Dikutip dari BISNISMARKET.COM, AFPI telah memberikan sanksi etik kepada PT Indosaku Digital Teknologi, sebuah perusahaan pinjaman online yang diduga melakukan pelanggaran terhadap Pedoman Perilaku yang telah ditetapkan oleh AFPI.
Tindakan ini diambil setelah melalui serangkaian proses pemeriksaan yang mendalam, menunjukkan komitmen AFPI untuk memastikan bahwa semua anggotanya patuh pada standar etika yang telah ditetapkan.

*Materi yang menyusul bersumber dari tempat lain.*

PR #2335, opened 2019-11-22
fix: Re-enable webfinger feature

roschaefer:
Ok, so here is the plan. Let's give both our cucumber features and your
cypress tests a prominent place to live. That would be the root level
folder of our application. Second, let's revive formerly dead code step
by step.

Ie. move code from the former location `backend/features/` to `features/`
when it is ready. All edge cases should be tested with unit tests in
`backend/`, see my `webfinger.spec.js` as an example.

### Issues

- None

### Todo

- [X] None


datenbrei:
"WebFinger is a protocol specified by the Internet Engineering Task Force IETF that allows for discovery of information about people and things identified by a URI.[1] Information about a person might be discovered via an "acct:" URI, for example, which is a URI that looks like an email address."

@roschaefer What data privacy concerns do we have to address here?

.travis.yml
```diff
@@ -8,13 +8,13 @@ addons:
...
 
-before_install:
+install:
   - yarn global add wait-on
   # Install Codecov
   - yarn install
   - cp cypress.env.template.json cypress.env.json
 
-install:
+before_script:
```
mattwr18: how is this and the change :point_up_2: related to this `PR`? 
is this some setup that should be changed anyway, ie code creep, or is this somehow related to running the cucumber tests?

backend/src/activitypub/routes/webfinger.js
```diff
@@ -0,0 +1,59 @@
...
+        type: 'application/activity+json',
+        href: `${CONFIG.CLIENT_URI}/activitypub/users/${name}`,
+      },
+    ],
+  }
+}
+
+export async function handler(req, res) {
+  const { resource = '' } = req.query
+  // eslint-disable-next-line no-unused-vars
```
mattwr18: why would this fail lint? you are using `name` and `domain` on line 26??

backend/src/activitypub/routes/webfinger.spec.js
```diff
@@ -0,0 +1,117 @@
+import { handler } from './webfinger'
+import Factory from '../../seed/factories'
+import { getDriver } from '../../bootstrap/neo4j'
+
+let resource
+let res
+let json
+let status
+let contentType
```
mattwr18: Is there any reason you prefer multi-line `let` statements over one-liners?
Just a question...

backend/src/activitypub/routes/webfinger.spec.js
```diff
@@ -0,0 +1,117 @@
...
+    it('sends HTTP 400', async () => {
+      await request()
+      expect(status).toHaveBeenCalledWith(400)
+      expect(json).toHaveBeenCalledWith({
+        error: 'Query parameter "?resource=acct:<USER>@<DOMAIN>" is missing.',
+      })
+    })
+  })
+
+  describe('?ressource query param', () => {
```
mattwr18:
```suggestion
  describe('?resource query param', () => {
```

backend/src/activitypub/routes/webfinger.spec.js
```diff
@@ -0,0 +1,117 @@
...
+        })
+      })
+    })
+
+    describe('with acct:', () => {
+      beforeEach(() => {
+        resource = 'acct:some-user@domain'
+      })
+
+      it('returns empty json', async () => {
```
mattwr18: seems to return an error still, oder?

backend/src/activitypub/routes/webfinger.spec.js
```diff
@@ -0,0 +1,117 @@
...
+          expect(json).toHaveBeenCalledWith({
+            links: [
+              {
+                href: 'http://localhost:3000/activitypub/users/some-user',
+                rel: 'self',
+                type: 'application/activity+json',
+              },
+            ],
+            subject: 'acct:some-user@localhost:3000',
+          })
```
mattwr18: really exciting stuff!!!

backend/src/activitypub/routes/webfinger.js
roschaefer: It's the `_` that's being unused.

backend/src/activitypub/routes/webfinger.spec.js
roschaefer: No, I think a linter with a previous configuration complained about it.

backend/src/activitypub/routes/webfinger.spec.js
roschaefer: Genau

.travis.yml
roschaefer: Code creep, but a mild one. Starting the docker containers is more a `before_script` whereas installing e.g. `cucumber` is part of the `install` in my eyes.

backend/src/activitypub/routes/webfinger.js
mattwr18: that shouldn't fail linting... it's kind of the purpose to use the `_` in this way

PR #2353, opened 2019-11-25
Add shoutedBy_some to _PostFilter

### LINKED ISSUE #2352: 🐛 [Bug] showShoutsPublicly functionality broken
## :bug: Bugreport

One can go to `privacy` and check a box saying they would like to show their shouts publicly, but a user trying to see their posts cannot

1. go to the `AvatarMenu` dropdown at the top right
2. click the settings link
3. click the privacy link
4. check the box to enable publicly sharing shouts, and save
5. log out, and log in as another user
6. go to the first user's profile
7. click on the shouts tab
8. see the error

### Expected behavior

The workflow should not be broken

### Version & Environment
 Type: []      
 - OS: []      
 - Browser: [] 
 - Version []  
 - Device: []

mattwr18:
- we have a feature that allows users to publicly show their shouts with
their consent. we need this for the filter to work.

### Issues

- fixes #2352 

@roschaefer I believe you removed this from the _PostFilter when you manually added them, but we merged in functionality that requires this filter. please review

### DIFF
--- a/backend/src/schema/types/type/Post.gql
+++ b/backend/src/schema/types/type/Post.gql
@@ -19,6 +19,7 @@ input _PostFilter {
   title_not_starts_with: String
   title_ends_with: String
   title_not_ends_with: String
+  shoutedBy_some: _UserFilter
   slug: String
   slug_not: String
   slug_in: [String!]


mattwr18:
I think it's better to err on the side of removing more than having some filters we don't need @roschaefer ... just glad we caught it before it was deployed

PR #2404, opened 2019-12-02
Get rid of inconsistency with neode setup

roschaefer:
## 🍰 Pullrequest

    Implement getDriver() and getNeode() the same way

    I want to introduce `neode` and `neo4j-graphql-js` to my students and
    saw this.
------
    Fix cypress tests

    Since `dotenv` in the backend now loads configuration from a file
    relative to the current file, we don't have to duplicate the neo4j
    configuration settings here.


backend/src/middleware/hashtags/hashtagsMiddleware.spec.js
```diff
@@ -36,7 +36,7 @@ beforeAll(() => {
     context: () => {
       return {
         user: authenticatedUser,
-        neode: instance,
+        neode: neode,
```
mattwr18:
```suggestion
        neode,
```
can't we use ES6 syntax here?

backend/src/schema/resolvers/users/blockedUsers.spec.js
```diff
@@ -20,7 +20,7 @@ beforeEach(() => {
       return {
         user: authenticatedUser,
         driver,
-        neode: instance,
+        neode: neode,
```
mattwr18:
```suggestion
        neode,
```
same as :point_up_2:

PR #2421, opened 2019-12-04
Remove data-test attriubutes in non-dev env

### LINKED ISSUE #2420: 🚀 [Feature] Remove data-test attributes in production
## :rocket: Feature

We would like to use `data-test` attributes for testing when there is no existing CSS class used for styling.
### User Problem

Sometimes it's challenging to target an element without finding all the elements and then grabbing one of the elements based on its position. This is not a good practice because it makes them less resilient to changes. Any update to the DOM and your likely to waste others time debugging, build time, and asking others to make your tests more resilient.

It is not a good practice to use CSS classes for testing, even if they are named with `test` in their name. CSS classes should be used for styling your application. If they are present, they can certainly be used to find elements, but should not be added solely for the purpose of testing

Enter `data-test` attributes, which are much less likely to be changed/removed by other developers unless in the context of changing tests. See, https://medium.com/@colecodes/test-your-dom-with-data-attributes-44fccc43ed4b and https://kentcdodds.com/blog/making-your-ui-tests-resilient-to-change

The issue is that these `data-test` attributes get built and make their way to production where they are just clutter. 
### Implementation

We can configure `nuxt` with compile options that remove these attributes during our production build. 

### Validation

Dev can create a production build locally, and inspect the DOM

mattwr18:
### Issues

- fixes #2420 
### Todo

- [X] Build production image locally and inspect DOM to ensure `data-test` attributes have been removed.


webapp/nuxt.config.js
```diff
@@ -272,6 +272,26 @@ export default {
...
+        modules: [
+          {
+            preTransformNode(astEl) {
+              if (!ctx.isDev) {
+                const { attrsMap, attrsList } = astEl
+                tagAttributesForTesting.forEach(attribute => {
+                  if (attrsMap[attribute]) {
+                    delete attrsMap[attribute]
+                    const index = attrsList.findIndex(attr => attr.name === attribute)
+                    attrsList.splice(index, 1)
```
alina-beck: This could be written as:
```
attrsList = attrsList.filter(attr => !tagAttributesForTesting.includes(attr.name))
tagAttributesForTesting.forEach(attribute => delete attrsMap[attribute])
```

Instead of finding the `index` of each attribute you could just filter the list once. And `delete` just returns `true` if the attribute doesn't exist, so we don't really need the `if statement`. :wink:

webapp/nuxt.config.js
```diff
@@ -272,6 +272,26 @@ export default {
...
+                  }
+                })
+              }
+              return astEl
```
alina-beck: What does `astEl` stand for? Could we use a more declarative name?

mattwr18: I'm not sure... this was a copy :spaghetti: and once it was working, I thought about how it could be improved, but didn't spend much time cause I need to build the image each time to make sure it works.... 
I learned about `delete` from @roschaefer actually. We have some cases in the backend already, really cool stuff!!
this is what `astEl` looks like 
```
{                                                                                                                                                               13:35:28
  type: 1,
  tag: 'signup',
  attrsList: [
    {
      name: ':invitation',
      value: 'true'
    }
  ],
  attrsMap: {
    ':invitation': 'true'
  },
  rawAttrsMap: {},
  parent: {
    type: 1,
    tag: 'ds-card',
    attrsList: [
      [Object]
    ],
    attrsMap: {
      class: 'signup'
    },
    rawAttrsMap: {},
    parent: {
      type: 1,
      tag: 'ds-section',
      attrsList: [],
      attrsMap: {},
      rawAttrsMap: {},
      parent: undefined,
      children: [Array]
    },
    children: []
  },
  children: []
}
```
Any ideas of names? `El` I guess would be short for `Element`... not sure about `ast`...

mattwr18: Awww, I was able to find out... it stands for `abstractSyntaxTree`... have updated the code to be more verbose... I love it when people ask for changes I could see myself suggesting!! :heart_eyes_cat:

webapp/nuxt.config.js
mattwr18: thanks for approving @alina-beck 
I thought the same thing when I saw the code, filter is great for this...
I tried to get it working now and it didn't though... maybe we can merge and figure out why together. 
one difference in `filter` and `splice` is that the latter changes the array in place whereas the former you need to assign to a new array.
When I tried this :point_up_2: it threw an error in `yarn build` 
```
TypeError: Assignment to constant variable.
```
So, I attempted to make it a let, but it failed to remove the `data-test` attibutes... maybe it would allow to create a new array and then set the `attrsList` array to the new? Not sure.

I tried without the if clause as well, and it built and started, but then threw this error 
```
Cannot read property '_normalized' of undefined
```
So, in the end the only thing I have changed is to make the variable more verbose.
Thoughts?

alina-beck: Interesting... 🙊

You're right, it looks like we're not allowed to assign to `attrsList` which makes `splice` the better (only?) choice. The `_normalized` issue I don't understand – `delete` really shouldn't complain about anything? But well, we have a working solution and it's easy enough to read, so I'm happy to just leave it as is! :smile:

webapp/nuxt.config.js
alina-beck: Thank you for researching! 😍

PR #2423, opened 2019-12-04
Fix issue #2237, comments are 4 times as long before show more

### LINKED ISSUE #2237: 🚀 [Feature] Comments 4-Times As Long Before Show More
## :rocket: Feature

The comments shall be 4-times as long in character amount before the `Show more` button appears.

### User Problem

@DennisHack (our product owner) says that the user to often has to click on `Show more` to see the full comment of someone.

### Implementation

Make the character count four times as high before the `show more` button appears.

### Design & Layout

- none

### Validation

- none

### Additional context

- none

bocajnannerb:
## 🍰 Pullrequest
Comments can now be 1200 characters before being truncated with "show more"

I also wrote some tests since that was specified as a requirement for any fixes, I'm not sure if that was intended for changes this small though, especially since the two tests that I made take a long time to run (>30 seconds on my machine at least)  because they have to type in so much text. I am pretty unfamiliar with the Cypress testing stuff so maybe there is a way to paste text in instead of typing it all out.

commentLengthScreenshot

## Issues
- fixes #2237 

(First time contributing here, if I'm not doing things properly just let me know)


cypress/integration/post/Comment.feature
```diff
@@ -20,3 +20,25 @@ Feature: Post Comment
...
+    """
```
mattwr18: this is really great @bocajnannerb , adding cypress tests is amazing!!
I have a suggestion though that could improve the code a bit... have you heard of `imperative` vs `declarative` with regards to testing/gherkin? Here is a short read about it https://wiki.saucelabs.com/display/DOCS/Best+Practice%3A+Imperative+v.+Declarative+Testing+Scenarios

I try to ask myself in these situations whether the information is necessary for a non-developer who might read this Scenario. Remember that our use of `cucumber` with our cypress means that we are creating executable documentation, where a non-developer/client could have a read of these scenarios and understand what they are meant to do.

So, one question I have is, is it important that the reader of this document know what was typed in the comment? or is it enough to know that it was a comment of longer than 300 characters, but shorter than 1200? or longer than 1200?
If the answer is that it's not important they know exactly what was typed, than we can extract this logic into our `steps` and "hide" it from people who are not developers, thus making it more `declarative`!!

So, you could do something similar to what @ogerly  did here https://github.com/Human-Connection/Human-Connection/blob/master/webapp/components/ContributionForm/ContributionForm.spec.js#L61.

What do you think?

bocajnannerb: Well that explains why it was taking so long to run the integration stuff, I figured I must have done something wrong but didn't know what. I'll have to make a new pull request to do it from a branch, yes? And I will work to get the comment more hidden away, thank you for that recommendation

mattwr18:
closing as superseded by `PR` https://github.com/Human-Connection/Human-Connection/pull/2443 directly to parent repo
thanks @bocajnannerb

Keputusan AFPI untuk memberikan sanksi etik kepada PT Indosaku Digital Teknologi menunjukkan bahwa asosiasi ini serius dalam mengatasi praktik pinjaman online yang tidak sehat.
Dengan mengambil tindakan tegas, AFPI memberikan signal bahwa pelanggaran terhadap pedoman etika tidak akan ditoleransi, dan semua anggota harus mematuhi standar yang telah ditetapkan.
Dikutip dari BISNISMARKET.COM, pemberian sanksi ini merupakan tindak lanjut dari terungkapnya dugaan pelanggaran yang dilakukan oleh perusahaan pinjaman online tersebut.
Tindakan AFPI ini juga menunjukkan komitmennya untuk melindungi konsumen dan memastikan bahwa industri fintech di Indonesia berkembang dengan sehat dan berkelanjutan.
Dalam upaya untuk memastikan bahwa semua perusahaan pinjaman online patuh pada pedoman etika, AFPI terus melakukan pemantauan dan pengawasan terhadap anggotanya.
Dengan demikian, konsumen dapat merasa aman dan terlindungi ketika menggunakan layanan pinjaman online, karena AFPI selalu berusaha untuk menjaga integritas industri fintech.